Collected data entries
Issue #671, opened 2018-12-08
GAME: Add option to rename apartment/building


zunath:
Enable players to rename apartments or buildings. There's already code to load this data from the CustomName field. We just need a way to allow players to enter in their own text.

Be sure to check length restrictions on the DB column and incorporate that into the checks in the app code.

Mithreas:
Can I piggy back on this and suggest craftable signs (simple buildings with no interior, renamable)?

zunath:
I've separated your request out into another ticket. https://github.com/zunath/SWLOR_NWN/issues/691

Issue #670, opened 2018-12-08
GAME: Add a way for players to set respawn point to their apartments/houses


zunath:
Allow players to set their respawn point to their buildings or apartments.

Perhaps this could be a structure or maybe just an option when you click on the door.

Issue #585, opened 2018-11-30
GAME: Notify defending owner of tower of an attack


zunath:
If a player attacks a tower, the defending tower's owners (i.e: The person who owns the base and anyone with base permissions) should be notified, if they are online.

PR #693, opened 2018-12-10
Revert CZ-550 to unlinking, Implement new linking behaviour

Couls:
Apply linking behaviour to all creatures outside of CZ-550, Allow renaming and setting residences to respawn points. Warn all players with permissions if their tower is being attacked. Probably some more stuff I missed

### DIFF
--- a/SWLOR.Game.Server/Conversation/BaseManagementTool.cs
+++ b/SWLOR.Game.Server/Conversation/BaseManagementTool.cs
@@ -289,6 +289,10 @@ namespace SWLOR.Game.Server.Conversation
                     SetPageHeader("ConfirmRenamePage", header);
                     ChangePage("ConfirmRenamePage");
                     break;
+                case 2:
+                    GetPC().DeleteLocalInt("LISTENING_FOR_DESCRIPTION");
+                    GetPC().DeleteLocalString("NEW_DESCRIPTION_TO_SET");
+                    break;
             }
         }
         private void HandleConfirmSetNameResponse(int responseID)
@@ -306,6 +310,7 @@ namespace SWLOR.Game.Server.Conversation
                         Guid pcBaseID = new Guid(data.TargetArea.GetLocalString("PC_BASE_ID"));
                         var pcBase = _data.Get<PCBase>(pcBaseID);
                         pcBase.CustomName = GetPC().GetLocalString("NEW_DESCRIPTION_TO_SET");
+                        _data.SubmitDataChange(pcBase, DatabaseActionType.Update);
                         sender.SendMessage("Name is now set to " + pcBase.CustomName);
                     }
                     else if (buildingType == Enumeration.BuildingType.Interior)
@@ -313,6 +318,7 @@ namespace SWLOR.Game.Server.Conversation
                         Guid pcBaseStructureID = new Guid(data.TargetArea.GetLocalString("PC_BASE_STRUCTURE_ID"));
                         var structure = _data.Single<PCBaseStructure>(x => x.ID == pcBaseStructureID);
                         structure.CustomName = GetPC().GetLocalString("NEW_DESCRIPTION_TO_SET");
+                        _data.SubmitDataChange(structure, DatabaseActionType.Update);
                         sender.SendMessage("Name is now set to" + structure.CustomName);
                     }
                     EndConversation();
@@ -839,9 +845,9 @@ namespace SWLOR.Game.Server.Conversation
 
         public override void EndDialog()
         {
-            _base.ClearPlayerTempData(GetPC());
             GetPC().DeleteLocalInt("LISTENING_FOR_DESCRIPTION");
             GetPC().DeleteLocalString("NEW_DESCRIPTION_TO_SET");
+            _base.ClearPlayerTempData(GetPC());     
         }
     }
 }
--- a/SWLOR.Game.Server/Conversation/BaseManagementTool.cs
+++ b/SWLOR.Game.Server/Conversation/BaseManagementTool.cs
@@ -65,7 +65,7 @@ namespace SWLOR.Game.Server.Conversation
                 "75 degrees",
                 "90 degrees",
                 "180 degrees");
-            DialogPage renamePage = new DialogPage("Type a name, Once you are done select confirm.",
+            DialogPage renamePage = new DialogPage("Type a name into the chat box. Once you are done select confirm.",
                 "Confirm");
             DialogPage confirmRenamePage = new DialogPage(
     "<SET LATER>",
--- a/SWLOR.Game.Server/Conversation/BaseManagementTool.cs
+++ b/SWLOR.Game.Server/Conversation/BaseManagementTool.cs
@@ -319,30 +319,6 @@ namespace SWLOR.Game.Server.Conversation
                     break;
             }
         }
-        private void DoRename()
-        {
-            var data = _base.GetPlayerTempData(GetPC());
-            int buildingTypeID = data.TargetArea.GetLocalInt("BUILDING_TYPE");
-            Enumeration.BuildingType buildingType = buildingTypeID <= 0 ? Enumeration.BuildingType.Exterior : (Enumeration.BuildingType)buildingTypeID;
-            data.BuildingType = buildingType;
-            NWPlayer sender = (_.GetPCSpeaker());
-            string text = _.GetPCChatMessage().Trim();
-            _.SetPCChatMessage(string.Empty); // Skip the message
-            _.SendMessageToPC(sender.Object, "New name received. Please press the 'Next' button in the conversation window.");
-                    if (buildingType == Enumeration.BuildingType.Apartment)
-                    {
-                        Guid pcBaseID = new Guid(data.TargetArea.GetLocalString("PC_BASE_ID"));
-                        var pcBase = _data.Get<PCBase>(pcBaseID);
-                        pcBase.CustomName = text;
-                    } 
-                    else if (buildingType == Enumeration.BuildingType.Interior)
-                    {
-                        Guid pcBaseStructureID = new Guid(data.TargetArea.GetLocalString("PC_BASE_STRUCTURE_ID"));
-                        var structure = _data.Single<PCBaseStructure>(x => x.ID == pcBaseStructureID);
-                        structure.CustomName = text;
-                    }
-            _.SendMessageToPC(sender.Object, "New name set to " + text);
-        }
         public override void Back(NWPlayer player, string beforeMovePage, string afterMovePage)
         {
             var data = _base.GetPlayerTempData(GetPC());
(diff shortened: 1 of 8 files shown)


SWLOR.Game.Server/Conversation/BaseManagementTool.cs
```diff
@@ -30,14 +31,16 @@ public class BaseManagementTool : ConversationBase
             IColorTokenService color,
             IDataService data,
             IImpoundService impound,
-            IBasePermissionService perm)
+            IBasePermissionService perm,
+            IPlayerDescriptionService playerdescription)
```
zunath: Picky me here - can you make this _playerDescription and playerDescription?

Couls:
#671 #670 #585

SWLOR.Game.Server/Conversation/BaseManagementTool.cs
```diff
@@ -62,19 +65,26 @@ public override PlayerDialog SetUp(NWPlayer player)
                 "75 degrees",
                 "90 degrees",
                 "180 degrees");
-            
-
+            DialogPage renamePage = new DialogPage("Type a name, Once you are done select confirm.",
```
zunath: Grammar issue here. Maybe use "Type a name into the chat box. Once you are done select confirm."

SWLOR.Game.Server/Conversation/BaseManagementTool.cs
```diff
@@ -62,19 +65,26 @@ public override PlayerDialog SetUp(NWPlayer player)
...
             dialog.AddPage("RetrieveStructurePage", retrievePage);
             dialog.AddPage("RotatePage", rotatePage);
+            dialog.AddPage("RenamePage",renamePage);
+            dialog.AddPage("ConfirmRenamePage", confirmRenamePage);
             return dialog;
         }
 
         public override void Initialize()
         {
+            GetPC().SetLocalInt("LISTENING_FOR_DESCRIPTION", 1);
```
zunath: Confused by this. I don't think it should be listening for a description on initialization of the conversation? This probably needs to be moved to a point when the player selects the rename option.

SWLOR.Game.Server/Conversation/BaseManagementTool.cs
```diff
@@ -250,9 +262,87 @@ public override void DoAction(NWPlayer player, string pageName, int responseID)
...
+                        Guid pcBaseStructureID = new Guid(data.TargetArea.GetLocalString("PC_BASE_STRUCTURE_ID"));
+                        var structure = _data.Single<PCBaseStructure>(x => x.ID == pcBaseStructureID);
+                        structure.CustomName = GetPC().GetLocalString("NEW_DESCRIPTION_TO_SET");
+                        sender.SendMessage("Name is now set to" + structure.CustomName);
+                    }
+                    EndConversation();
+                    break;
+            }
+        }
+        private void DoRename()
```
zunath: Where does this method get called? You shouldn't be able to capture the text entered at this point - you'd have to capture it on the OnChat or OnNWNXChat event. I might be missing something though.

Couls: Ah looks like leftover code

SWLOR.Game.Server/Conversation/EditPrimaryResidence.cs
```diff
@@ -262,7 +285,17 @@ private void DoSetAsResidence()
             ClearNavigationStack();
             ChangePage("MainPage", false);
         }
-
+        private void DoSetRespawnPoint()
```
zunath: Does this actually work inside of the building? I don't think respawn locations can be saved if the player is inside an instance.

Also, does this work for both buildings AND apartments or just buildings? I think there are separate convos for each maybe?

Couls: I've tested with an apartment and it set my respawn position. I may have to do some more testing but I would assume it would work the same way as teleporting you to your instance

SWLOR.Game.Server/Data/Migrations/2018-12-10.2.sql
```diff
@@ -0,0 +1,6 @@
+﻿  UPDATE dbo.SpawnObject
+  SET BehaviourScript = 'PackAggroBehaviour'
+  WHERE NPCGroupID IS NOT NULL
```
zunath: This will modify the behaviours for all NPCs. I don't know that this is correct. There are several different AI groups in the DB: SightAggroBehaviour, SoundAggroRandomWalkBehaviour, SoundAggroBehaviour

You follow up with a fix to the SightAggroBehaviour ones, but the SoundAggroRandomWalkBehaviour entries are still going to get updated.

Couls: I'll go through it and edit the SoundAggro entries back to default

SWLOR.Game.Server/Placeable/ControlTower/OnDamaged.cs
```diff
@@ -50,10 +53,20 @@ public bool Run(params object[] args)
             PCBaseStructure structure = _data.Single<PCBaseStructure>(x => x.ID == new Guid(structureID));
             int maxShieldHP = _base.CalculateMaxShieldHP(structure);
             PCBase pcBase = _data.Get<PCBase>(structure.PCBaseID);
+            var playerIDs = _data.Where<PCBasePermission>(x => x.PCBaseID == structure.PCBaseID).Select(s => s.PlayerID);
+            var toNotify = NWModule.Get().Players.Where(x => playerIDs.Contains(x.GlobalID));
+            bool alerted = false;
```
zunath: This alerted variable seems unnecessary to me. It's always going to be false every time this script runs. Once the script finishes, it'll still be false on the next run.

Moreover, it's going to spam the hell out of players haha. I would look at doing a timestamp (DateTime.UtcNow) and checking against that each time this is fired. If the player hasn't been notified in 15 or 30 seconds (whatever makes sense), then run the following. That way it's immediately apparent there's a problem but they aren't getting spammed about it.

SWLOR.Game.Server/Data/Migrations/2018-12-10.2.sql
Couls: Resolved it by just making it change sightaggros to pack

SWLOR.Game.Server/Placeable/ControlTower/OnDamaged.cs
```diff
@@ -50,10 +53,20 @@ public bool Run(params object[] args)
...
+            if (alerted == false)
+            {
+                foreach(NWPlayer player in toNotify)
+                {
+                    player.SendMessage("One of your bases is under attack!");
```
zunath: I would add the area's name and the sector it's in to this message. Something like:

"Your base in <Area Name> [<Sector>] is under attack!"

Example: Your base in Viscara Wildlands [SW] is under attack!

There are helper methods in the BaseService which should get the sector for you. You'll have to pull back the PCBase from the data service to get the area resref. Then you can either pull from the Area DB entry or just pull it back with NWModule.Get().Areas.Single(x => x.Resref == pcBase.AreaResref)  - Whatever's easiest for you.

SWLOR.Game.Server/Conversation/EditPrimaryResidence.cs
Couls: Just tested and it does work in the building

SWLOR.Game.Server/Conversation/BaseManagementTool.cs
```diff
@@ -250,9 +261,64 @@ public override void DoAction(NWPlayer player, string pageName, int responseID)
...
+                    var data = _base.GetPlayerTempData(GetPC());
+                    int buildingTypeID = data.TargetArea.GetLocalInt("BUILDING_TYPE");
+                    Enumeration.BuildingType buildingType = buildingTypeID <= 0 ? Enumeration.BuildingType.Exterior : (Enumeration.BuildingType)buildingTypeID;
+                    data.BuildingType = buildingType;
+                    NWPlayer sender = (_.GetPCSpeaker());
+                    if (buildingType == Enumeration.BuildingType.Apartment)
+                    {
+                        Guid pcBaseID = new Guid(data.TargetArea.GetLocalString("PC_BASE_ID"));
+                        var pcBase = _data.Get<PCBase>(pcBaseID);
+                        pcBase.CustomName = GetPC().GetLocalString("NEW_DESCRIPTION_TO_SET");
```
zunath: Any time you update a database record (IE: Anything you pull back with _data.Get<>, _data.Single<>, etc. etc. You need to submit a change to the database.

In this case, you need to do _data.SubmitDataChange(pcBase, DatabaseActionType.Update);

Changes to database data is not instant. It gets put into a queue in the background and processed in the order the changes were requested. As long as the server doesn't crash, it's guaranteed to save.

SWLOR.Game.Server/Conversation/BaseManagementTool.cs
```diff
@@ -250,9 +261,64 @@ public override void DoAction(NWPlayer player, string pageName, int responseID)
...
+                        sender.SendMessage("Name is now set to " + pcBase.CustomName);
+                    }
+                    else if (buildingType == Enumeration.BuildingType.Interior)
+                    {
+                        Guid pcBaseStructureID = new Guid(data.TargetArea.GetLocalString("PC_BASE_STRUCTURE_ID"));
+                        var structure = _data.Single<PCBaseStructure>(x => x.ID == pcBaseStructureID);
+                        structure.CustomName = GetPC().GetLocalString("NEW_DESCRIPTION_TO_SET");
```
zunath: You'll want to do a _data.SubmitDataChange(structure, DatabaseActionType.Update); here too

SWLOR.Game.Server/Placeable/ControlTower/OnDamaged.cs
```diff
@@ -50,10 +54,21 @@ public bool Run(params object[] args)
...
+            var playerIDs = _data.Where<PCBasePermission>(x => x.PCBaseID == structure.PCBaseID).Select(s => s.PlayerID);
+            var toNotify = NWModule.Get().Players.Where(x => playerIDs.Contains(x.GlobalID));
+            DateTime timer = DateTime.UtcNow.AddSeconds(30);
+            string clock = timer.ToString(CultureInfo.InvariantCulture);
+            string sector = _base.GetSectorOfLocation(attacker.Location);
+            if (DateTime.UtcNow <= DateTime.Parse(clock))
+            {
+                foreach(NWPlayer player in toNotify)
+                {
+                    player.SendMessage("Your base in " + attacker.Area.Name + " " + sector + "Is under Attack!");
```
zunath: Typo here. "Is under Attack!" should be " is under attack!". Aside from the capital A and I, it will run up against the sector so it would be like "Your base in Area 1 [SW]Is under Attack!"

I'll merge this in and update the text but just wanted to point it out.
...
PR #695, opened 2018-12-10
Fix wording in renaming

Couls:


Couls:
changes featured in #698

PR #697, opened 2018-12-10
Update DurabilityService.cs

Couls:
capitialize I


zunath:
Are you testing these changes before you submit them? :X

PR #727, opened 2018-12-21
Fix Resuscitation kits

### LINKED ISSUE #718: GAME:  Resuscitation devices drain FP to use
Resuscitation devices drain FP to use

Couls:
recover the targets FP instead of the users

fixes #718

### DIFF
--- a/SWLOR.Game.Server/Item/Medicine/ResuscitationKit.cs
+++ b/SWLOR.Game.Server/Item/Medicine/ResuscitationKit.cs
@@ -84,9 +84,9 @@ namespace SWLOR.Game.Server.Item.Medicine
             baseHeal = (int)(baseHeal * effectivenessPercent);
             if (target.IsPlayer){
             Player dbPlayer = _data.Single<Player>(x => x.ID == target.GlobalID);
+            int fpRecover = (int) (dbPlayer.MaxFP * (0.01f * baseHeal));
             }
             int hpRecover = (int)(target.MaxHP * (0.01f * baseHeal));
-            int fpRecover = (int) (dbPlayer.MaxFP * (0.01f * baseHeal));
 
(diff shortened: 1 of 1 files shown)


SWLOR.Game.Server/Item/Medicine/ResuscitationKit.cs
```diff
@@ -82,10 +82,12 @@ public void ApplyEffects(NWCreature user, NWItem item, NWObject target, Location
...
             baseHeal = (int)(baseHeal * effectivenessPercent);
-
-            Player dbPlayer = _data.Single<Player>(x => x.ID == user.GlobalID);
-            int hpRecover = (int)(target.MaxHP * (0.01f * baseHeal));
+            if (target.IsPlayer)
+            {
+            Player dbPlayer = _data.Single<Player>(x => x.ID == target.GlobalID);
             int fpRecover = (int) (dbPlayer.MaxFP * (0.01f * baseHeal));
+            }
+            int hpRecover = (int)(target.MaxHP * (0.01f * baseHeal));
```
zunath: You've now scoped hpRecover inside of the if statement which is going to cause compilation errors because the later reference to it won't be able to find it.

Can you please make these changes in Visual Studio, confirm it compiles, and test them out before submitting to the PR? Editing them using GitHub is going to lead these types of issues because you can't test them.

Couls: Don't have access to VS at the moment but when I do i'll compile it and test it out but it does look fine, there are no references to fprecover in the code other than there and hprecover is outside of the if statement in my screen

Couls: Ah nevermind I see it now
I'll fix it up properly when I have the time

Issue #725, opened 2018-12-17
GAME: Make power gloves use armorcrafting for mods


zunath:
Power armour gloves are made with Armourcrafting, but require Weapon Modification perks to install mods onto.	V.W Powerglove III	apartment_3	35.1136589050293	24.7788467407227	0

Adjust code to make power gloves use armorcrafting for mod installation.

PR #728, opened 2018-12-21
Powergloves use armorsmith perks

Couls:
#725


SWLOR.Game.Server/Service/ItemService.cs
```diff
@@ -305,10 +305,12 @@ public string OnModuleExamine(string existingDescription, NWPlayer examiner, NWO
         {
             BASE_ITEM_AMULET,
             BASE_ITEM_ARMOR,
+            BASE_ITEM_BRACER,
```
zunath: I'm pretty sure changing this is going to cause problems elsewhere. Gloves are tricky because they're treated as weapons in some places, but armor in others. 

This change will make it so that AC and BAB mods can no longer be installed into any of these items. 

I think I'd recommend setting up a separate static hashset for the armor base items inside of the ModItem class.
--
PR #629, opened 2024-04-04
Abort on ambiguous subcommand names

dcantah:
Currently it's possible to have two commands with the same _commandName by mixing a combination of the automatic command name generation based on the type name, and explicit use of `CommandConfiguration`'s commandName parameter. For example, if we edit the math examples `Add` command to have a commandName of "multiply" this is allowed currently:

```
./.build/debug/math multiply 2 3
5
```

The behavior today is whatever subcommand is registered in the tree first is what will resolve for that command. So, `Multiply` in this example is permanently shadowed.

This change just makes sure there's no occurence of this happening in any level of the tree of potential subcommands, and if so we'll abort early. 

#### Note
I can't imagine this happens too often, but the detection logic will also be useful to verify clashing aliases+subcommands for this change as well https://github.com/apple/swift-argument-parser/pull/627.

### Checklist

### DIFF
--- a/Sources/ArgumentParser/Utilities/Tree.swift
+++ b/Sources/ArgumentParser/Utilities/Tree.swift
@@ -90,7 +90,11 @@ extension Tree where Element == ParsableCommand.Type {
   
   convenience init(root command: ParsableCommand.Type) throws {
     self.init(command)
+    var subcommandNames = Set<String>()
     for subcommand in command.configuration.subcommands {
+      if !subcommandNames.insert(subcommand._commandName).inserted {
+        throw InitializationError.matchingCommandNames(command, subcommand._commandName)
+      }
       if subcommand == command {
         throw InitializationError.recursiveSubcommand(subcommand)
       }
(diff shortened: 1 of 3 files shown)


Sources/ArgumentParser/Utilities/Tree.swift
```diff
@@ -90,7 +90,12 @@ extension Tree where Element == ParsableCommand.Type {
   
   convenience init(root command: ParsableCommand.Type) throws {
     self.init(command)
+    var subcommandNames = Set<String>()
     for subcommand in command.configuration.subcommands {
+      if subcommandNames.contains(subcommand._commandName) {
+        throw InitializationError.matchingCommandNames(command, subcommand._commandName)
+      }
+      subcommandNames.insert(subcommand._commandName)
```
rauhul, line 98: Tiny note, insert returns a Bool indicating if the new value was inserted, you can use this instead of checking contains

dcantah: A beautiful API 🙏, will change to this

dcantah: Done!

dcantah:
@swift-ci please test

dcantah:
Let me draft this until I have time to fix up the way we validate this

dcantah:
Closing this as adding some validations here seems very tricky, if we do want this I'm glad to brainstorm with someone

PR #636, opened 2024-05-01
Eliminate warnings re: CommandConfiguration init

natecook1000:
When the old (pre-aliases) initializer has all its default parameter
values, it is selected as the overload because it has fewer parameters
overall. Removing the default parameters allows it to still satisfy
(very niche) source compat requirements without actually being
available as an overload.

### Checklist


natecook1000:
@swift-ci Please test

▶ [Exercise brief]: Using the data above, reproduce exactly the lines from the line that contains "Issue #671, opened 2018-12-08" through the line that contains "PR #693, opened 2018-12-10", including both.

▶ [Response]:
Issue #671, opened 2018-12-08
GAME: Add option to rename apartment/building


zunath:
Enable players to rename apartments or buildings. There's already code to load this data from the CustomName field. We just need a way to allow players to enter in their own text.

Be sure to check length restrictions on the DB column and incorporate that into the checks in the app code.

Mithreas:
Can I piggy back on this and suggest craftable signs (simple buildings with no interior, renamable)?

zunath:
I've separated your request out into another ticket. https://github.com/zunath/SWLOR_NWN/issues/691

Issue #670, opened 2018-12-08
GAME: Add a way for players to set respawn point to their apartments/houses


zunath:
Allow players to set their respawn point to their buildings or apartments.

Perhaps this could be a structure or maybe just an option when you click on the door.

Issue #585, opened 2018-11-30
GAME: Notify defending owner of tower of an attack


zunath:
If a player attacks a tower, the defending tower's owners (i.e: The person who owns the base and anyone with base permissions) should be notified, if they are online.

PR #693, opened 2018-12-10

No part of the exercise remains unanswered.